═════ Records for this task

Issue #1282, opened 2026-04-23
Mypy reports many errors, and they should be fixed


mhucka:
### Describe the issue

Unsetting the "ignore_errors" flag for mypy in the config file reveals there are many mypy type-checking errors. These should be fixed properly.

<details>

[31msrc/openfermion/ops/operators/symbolic_operator.py:123: error: Incompatible types in assignment (expression has type "None", base class "object" defined the type as "Callable[[], int]")  [assignment]
src/openfermion/resource_estimates/surface_code_compilation/physical_costing.py:86: error: Argument "failure_rate" to "MagicStateFactory" has incompatible type "float"; expected "int"  [arg-type]
src/openfermion/resource_estimates/surface_code_compilation/physical_costing.py:128: error: Argument "rounds" to "MagicStateFactory" has incompatible type "float"; expected "int"  [arg-type]
src/openfermion/resource_estimates/surface_code_compilation/physical_costing.py:129: error: Argument "failure_rate" to "MagicStateFactory" has incompatible type "float"; expected "int"  [arg-type]
src/openfermion/resource_estimates/pbc/thc/factorizations/kmeans.py:139: error: Incompatible types in assignment (expression has type "floating[Any]", variable has type "float")  [assignment]
src/openfermion/resource_estimates/pbc/hamiltonian/hamiltonian.py:115: error: Incompatible types in assignment (expression has type "type[complex128]", variable has type "type[floating[_64Bit]]")  [assignment]
src/openfermion/resource_estimates/pbc/hamiltonian/hamiltonian.py:116: error: Incompatible types in assignment (expression has type "dtype[Any]", variable has type "type[floating[_64Bit]]")  [assignment]
src/openfermion/resource_estimates/pbc/hamiltonian/hamiltonian.py:127: error: Need type annotation for "tao" (hint: "tao: list[<type>] = ...")  [var-annotated]
src/openfermion/ops/representations/polynomial_tensor.py:120: error: Incompatible types in assignment (expression has type "None", base class "object" defined the type as "Callable[[], int]")  [assignment]
src/openfermion/linalg/wave_fitting.py:71: error: Incompatible types in assignment (expression has type "tuple[Any, ...]", variable has type "ndarray[Any, Any]")  [assignment]
src/openfermion/contrib/representability/_namedtensor.py:46: error: Incompatible types in assignment (expression has type "None", variable has type "int")  [assignment]
[...]

PR #1349, opened 2026-06-08
Fix mypy annotations in fermion_partitioning (#1282)

rosspeili:
First slice for #1282: correct generator return types and local variable annotations in measurements/fermion_partitioning.py. No runtime or API behavior changes.

### DIFF
--- a/src/openfermion/measurements/fermion_partitioning.py
+++ b/src/openfermion/measurements/fermion_partitioning.py
@@ -10,13 +10,16 @@
 #   See the License for the specific language governing permissions and
 #   limitations under the License.
 
+from collections.abc import Generator, Iterable
+from typing import Any
+
 import numpy
 from openfermion.measurements import partition_iterator
 
 MAX_LOOPS = 1e6
 
 
-def pair_within(labels: list) -> list:
+def pair_within(labels: list[Any]) -> Generator[tuple[Any, ...], None, None]:
     """
     Generates pairings of labels that contain each pair at least once.
 
@@ -81,7 +84,9 @@ def pair_within(labels: list) -> list:
             yield pairing1 + pairing2
 
 
-def pair_between(frag1: list, frag2: list, start_offset: int = 0) -> tuple:
+def pair_between(
+    frag1: list[Any], frag2: list[Any], start_offset: int = 0
+) -> Generator[tuple[Any, ...], None, None]:
     """Pairs between two fragments of a larger list
 
     A pairing of a list is a set of pairs of list elements. E.g. a pairing of
@@ -197,7 +202,7 @@ def _gen_pairings_between_partitions(parta, partb):
                 yield pair_a + pair_b + pair_ab
 
 
-def pair_within_simultaneously(labels: list) -> tuple:
+def pair_within_simultaneously(labels: list[Any]) -> Generator[tuple[Any, ...], None, None]:
     """Generates simultaneous pairings between four-element combinations
 
     A pairing of a list is a set of pairs of list elements. E.g. a pairing of
@@ -230,7 +235,7 @@ def pair_within_simultaneously(labels: list) -> tuple:
     for partition in _gen_partitions(labels):
         generator_list = [_loop_iterator(pair_within, partition[j]) for j in range(len(partition))]
         for dummy1 in range(len(partition[-2]) - 1 + len(partition[-2]) % 2):
-            pairing = tuple()
+            pairing: tuple[Any, ...] = ()
             for generator in generator_list[::2]:
                 pairing = pairing + next(generator)[0]
             for dummy2 in range(len(partition[-1]) - 1 + len(partition[-1]) % 2):
@@ -277,7 +282,9 @@ def _get_padding(num_bins, bin_size):
         trial_size += 1
 
 
-def _asynchronous_iter(iterators, flatten=False):
+def _asynchronous_iter(
+    iterators: Iterable[Iterable[Any]], flatten: bool = False
+) -> Generator[tuple[Any, ...], None, None]:
     """
     Iterates over a set of K iterators with max L elements to
     generate all pairs between them in O(L^2 + 2L log(L) + log(L)^2),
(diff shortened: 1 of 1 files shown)


mhucka (changes requested):
Thank you for doing this!

There is one change I would recommend. Although `Any` is valid, it is better to define so-called generic parameter types, along the following lines:

```python
from typing import TypeVar

T = TypeVar('T')

def pair_within(labels: list[T]) -> Generator[tuple[T, ...], None, None]:
    """Generates pairings of labels that contain each pair at least once."""
    ...
```

Applying this across other matching functions (like `pair_between` and `pair_within_simultaneously`) allows static analyzers to check that the output tuples contain elements of the exact same type as the input.

Would you be able to try to make the appropriate changes to this PR?

rosspeili:
@mhucka reworked based on suggestion, mypy is clean on this file and all tests pass. Let me know how it looks, and thanks for the tip. <3

src/openfermion/measurements/fermion_partitioning.py
```diff
@@ -10,13 +10,22 @@
...
 
+T = TypeVar('T')
+
+# A yielded pairing is a tuple whose elements are usually (T, T) pairs.
+# Some code paths also append bare T values for unpaired leftovers.
+Pairing = tuple[tuple[T, T] | T, ...]
+
 
-def pair_within(labels: list) -> list:
+def pair_within(labels: list[T]) -> Generator[Pairing, None, None]:
```
mhucka: Here, the declaration should be changed to `Pairing[T]`.

```suggestion
def pair_within(labels: list[T]) -> Generator[Pairing[T], None, None]:
```

Using `Pairing` without its type argument causes static type checkers like mypy to treat it as `Pairing[Any]`, which often passes the type check, but does not give us the real benefits of the type declarations. The lack of the subscript `T` breaks the connection between the type `T` of the input list `labels` and the yielded element types.

src/openfermion/measurements/fermion_partitioning.py
```diff
@@ -197,7 +211,7 @@ def _gen_pairings_between_partitions(parta, partb):
                 yield pair_a + pair_b + pair_ab
 
 
-def pair_within_simultaneously(labels: list) -> tuple:
+def pair_within_simultaneously(labels: list[T]) -> Generator[Pairing, None, None]:
```
mhucka:
```suggestion
def pair_within_simultaneously(labels: list[T]) -> Generator[Pairing[T], None, None]:
```

src/openfermion/measurements/fermion_partitioning.py
```diff
@@ -367,7 +383,9 @@ def _parallel_iter(iterators, flatten=False):
             yield tuple(next_result)
 
 
-def pair_within_simultaneously_binned(binned_majoranas: list) -> tuple:
+def pair_within_simultaneously_binned(
+    binned_majoranas: list[list[T]],
+) -> Generator[Pairing, None, None]:
```
mhucka:
```suggestion
) -> Generator[Pairing[T], None, None]:
```

src/openfermion/measurements/fermion_partitioning.py
```diff
@@ -426,7 +444,9 @@ def pair_within_simultaneously_binned(binned_majoranas: list) -> tuple:
             yield pairing
 
 
-def pair_within_simultaneously_symmetric(num_fermions: int, num_symmetries: int) -> tuple:
+def pair_within_simultaneously_symmetric(
+    num_fermions: int, num_symmetries: int
+) -> Generator[Pairing, None, None]:
```
mhucka: This one is not a `T` but instead, an `int`:

```suggestion
) -> Generator[Pairing[int], None, None]:
```

src/openfermion/measurements/fermion_partitioning.py
```diff
@@ -230,7 +244,7 @@ def pair_within_simultaneously(labels: list) -> tuple:
     for partition in _gen_partitions(labels):
         generator_list = [_loop_iterator(pair_within, partition[j]) for j in range(len(partition))]
         for dummy1 in range(len(partition[-2]) - 1 + len(partition[-2]) % 2):
-            pairing = tuple()
+            pairing: Pairing = ()
```
mhucka:
```suggestion
            pairing: Pairing[T] = ()
```

src/openfermion/measurements/fermion_partitioning.py
```diff
@@ -115,6 +128,7 @@ def pair_between(frag1: list, frag2: list, start_offset: int = 0) -> tuple:
     num_pairs = min(len(frag1), len(frag2))
 
     for index_offset in range(start_offset, num_iter):
+        pairing: Pairing
```
mhucka:
```suggestion
        pairing: Pairing[T]
```

src/openfermion/measurements/fermion_partitioning.py
```diff
@@ -81,7 +92,9 @@ def pair_within(labels: list) -> list:
             yield pairing1 + pairing2
 
 
-def pair_between(frag1: list, frag2: list, start_offset: int = 0) -> tuple:
+def pair_between(
+    frag1: list[T], frag2: list[T], start_offset: int = 0
+) -> Generator[Pairing, None, None]:
```
mhucka:
```suggestion
) -> Generator[Pairing[T], None, None]:
```

mhucka (changes requested):
I'm not done with the review on the update, but here's a start for a minor detail.

rosspeili:
@mhucka applied all the `Pairing[T]` suggestions from above, but that made strict mypy complain about the `None` sentinel in `pair_within`, so I fixed that in a follow-up push, same behavior, all tests pass. Let me know how this looks or if I am missing something. Thanks again for the tips and direction <3

mhucka (approved):
Looks good. Thank you for working on this so diligently!

rosspeili:
@mhucka thanks for merging #1349 

Happy to keep going with the same small-PR approach. Any preference for the next batch? I was thinking another pure-annotation file with a small error count, unless you'd rather prioritize a specific error family first.

mhucka:
@rosspeili Thank you for your work on this. I can't think of a reason to prefer any particular order, so it's up to you.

══════════

→ What needs to be done: If the string "expected" is in a line of the entries, pick that line out.

→ Solved problem:
src/openfermion/resource_estimates/surface_code_compilation/physical_costing.py:86: error: Argument "failure_rate" to "MagicStateFactory" has incompatible type "float"; expected "int"  [arg-type]
src/openfermion/resource_estimates/surface_code_compilation/physical_costing.py:128: error: Argument "rounds" to "MagicStateFactory" has incompatible type "float"; expected "int"  [arg-type]
src/openfermion/resource_estimates/surface_code_compilation/physical_costing.py:129: error: Argument "failure_rate" to "MagicStateFactory" has incompatible type "float"; expected "int"  [arg-type]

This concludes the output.